Authors: SCANLON, TODD - University Of Virginia; SCHMIDT, DANIEL - University Of Virginia; Skaggs, Todd

Submitted to: Agricultural and Forest Meteorology
Publication Type: Peer Reviewed Journal
Publication Acceptance Date: 8/23/2019
Publication Date: 8/30/2019
Citation: Scanlon, T.M., Schmidt, D.F., Skaggs, T.H. 2019. Correlation-based flux partitioning of water vapor and carbon dioxide fluxes: Method simplification and estimation of canopy water use efficiency. Agricultural and Forest Meteorology. 279. https://doi.org/10.1016/j.agrformet.2019.107732.
DOI: https://doi.org/10.1016/j.agrformet.2019.107732

Interpretive Summary: Over recent decades, knowledge of the Earth’s terrestrial carbon and water cycles has been significantly advanced by information generated by a worldwide network of eddy covariance systems, which measure the net ecosystem exchange of carbon dioxide and total evapotranspiration flux over a wide variety of ecosystems. As this information has been collected, the need has persisted for these measured fluxes to be partitioned into their constitutive components, as these components represent distinct biophysical process, driven by distinct environmental forcings. The current work describes a method to partition both carbon dioxide and water vapor fluxes based on the statistics of measured high-frequency time series. By leveraging recent theoretical advances and insights, we present a simplified approach that can facilitate the more widespread use of this method while providing additional information about the trade-offs between carbon uptake and water loss at the canopy scale. This research will be of interest to scientists and others concerned with improving the quantification of the terrestrial carbon and water budgets.

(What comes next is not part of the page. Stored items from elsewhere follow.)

PR #13414, opened 2015-11-30
fix(ngAnimate): don't normalize classes on follow-up animations to jo…

### LINKED ISSUE #13380: ng-show sometimes does not remove ng-hide class after expression becames truthy
I've noticed that in my application ng-show sometimes leaves ng-hide class even after ng-show expression evaluates to true. 

This behavior is not consistent across browsers: In places where I see issues  on Chrome it looks fine on FF, while in other place the situation is opposite.

Even if I retry the same scenario on a single browser, the defect does not occur every time, so this must be some non-deterministic timing issue.

### Scenario & recreation
I've tried to isolate the problem and stripped my app to this simple plunker:
http://plnkr.co/edit/pNUXB6A0gCyfdej8k5Xu?p=preview
I am able to recreate the issue there with my FF ESR 38.4.0, but not every time. 
I'm clicking the button and if the modal appears with both lines of text I need to click Stop/Run in Plunker and try again, for several times. My teammate who is using exactly the same FF version cannot recreate it at all.

### Some more observations:
* Manually changing scope.loadedData (the watched expression there) to a falsy value and then back to the original value causes the div to show up.
* Calling scope.$digest() manually does not help
* replacing ng-show with additional condition in ngClass ('ng-hide': !loadedData) does not help either
* using ng-if instead of ng-show works fine
* debugging reveals that ng-show directive's watch is triggered properly. It calls $animate to remove ng-hide class, but it doesn't take effect.
* ng-show alone works fine, the issue occurs on the element which has both ng-show and ng-class directives

### Affected versions
This is a regression introduced in Angular 1.4.0 (recreated this defect on 1.4.0, 1.4.7, 1.4.8 and 1.5.0-beta.2, but It did not occur on 1.3.20)

Narretz:
…ined animations

This allows follow-up animations to remove a class that is currently
being added in a running animation. 
This previously didn't work if the running animation was a joined animation itself.

Fixes #13380

### DIFF
--- a/src/ngAnimate/animateQueue.js
+++ b/src/ngAnimate/animateQueue.js
@@ -360,19 +360,15 @@ var $$AnimateQueueProvider = ['$animateProvider', function($animateProvider) {
           // so an example would involve a leave animation taking over an enter. Then when
           // the postDigest kicks in the enter will be ignored.
           var joinAnimationFlag = isAllowed('join', element, newAnimation, existingAnimation);
-          if (joinAnimationFlag) {
-            if (existingAnimation.state === RUNNING_STATE) {
-              normalizeAnimationOptions(element, options);
-            } else {
-              applyGeneratedPreparationClasses(element, isStructural ? event : null, options);
+          if (joinAnimationFlag && existingAnimation.state < RUNNING_STATE) {
+            applyGeneratedPreparationClasses(element, isStructural ? event : null, options);
 
-              event = newAnimation.event = existingAnimation.event;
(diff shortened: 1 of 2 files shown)


matsko:
So I took an investigation and it looks like the cancellation behaviour for addClass/removeClass doesn't work correctly. Here is a fix with your test spec and the new cancellation code included: https://github.com/angular/angular.js/pull/13472.

cc @petebacondarwin please review.

Narretz:
Superseded by https://github.com/angular/angular.js/pull/13472

PR #13419, opened 2015-12-01
using svg, allow svg attrs also, not only elements

Vnthf:


petebacondarwin:
@Vnthf thanks for this PR. Can you provide an explanation of what is not possible right now with the sanitizer? Then can you ensure that this would not expose a security hole; I expect that such attributes would have been made available already if they would not cause a problem. Finally the PR would need at least one new unit test before it could be merged.

Vnthf:
@petebacondarwin  

If , despite the svgEnabled ( such as graphs) permitted to use svg , and only added to svgElements in validElements svg is not rendered properly.  it will make just svg tag. the contents of the tag is empty because sanitizer is not allowed attr related svg. So attr element must also be allowed , as well as to allow svg. I would like to create unit tests soon.

petebacondarwin:
@Vnthf `validAttrs` already contains the `svgAttrs`. See https://github.com/angular/angular.js/blob/master/src/ngSanitize/sanitize.js#L283-L286

PR #13420, opened 2015-12-01
style($compile,$controller): adding function names for debug/tracing

jbedard:
I find this very useful when profiling or looking at heap dumps. Normally browsers figure out the `var` name in stack traces but when looking at a heap dump things like `var Attributes = function() { .. }` or `return function() { ... }` all show up as "anonymous"...


gkalpak:
LGTM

Technical Abstract: The partitioning of water vapor and carbon dioxide (CO2) exchange between vegetation and the atmosphere remains a current research priority. A technique that has been proposed to simultaneously partition these fluxes, based on the correlation between their high-frequency concentration time series, has been the subject of recent empirical evaluations and theoretical advances. The method assumes that flux-variance similarity can be applied separately to stomatal exchange (transpiration for water vapor and net photosynthesis for CO2) and non-stomatal exchange (direct evaporation for water vapor and soil and stem respiration for CO2). Here, we present a mathematical simplification of this approach, from which the partitioned fluxes can be derived from routine eddy covariance measurements. The simplification arises from the fact that the transpiration and net photosynthesis fluxes are linearly related in solution space with respect to variable canopy water use efficiency, W. Conditions that are amenable to successful partitioning can now be determined a priori for a given averaging period. The simplified framework also has the benefit of providing a means for estimating W based on optimization theory. This allow for the estimation of W without any preconceptions of how the intercellular CO2 concentration, ci, varies as a function of ambient conditions. The simplified partitioning framework is applied to eddy covariance measurements collected over a mixed deciduous forests for three growing season. Aside from being more computationally efficient, the partitioned results exhibit less scatter compared with prior implementations.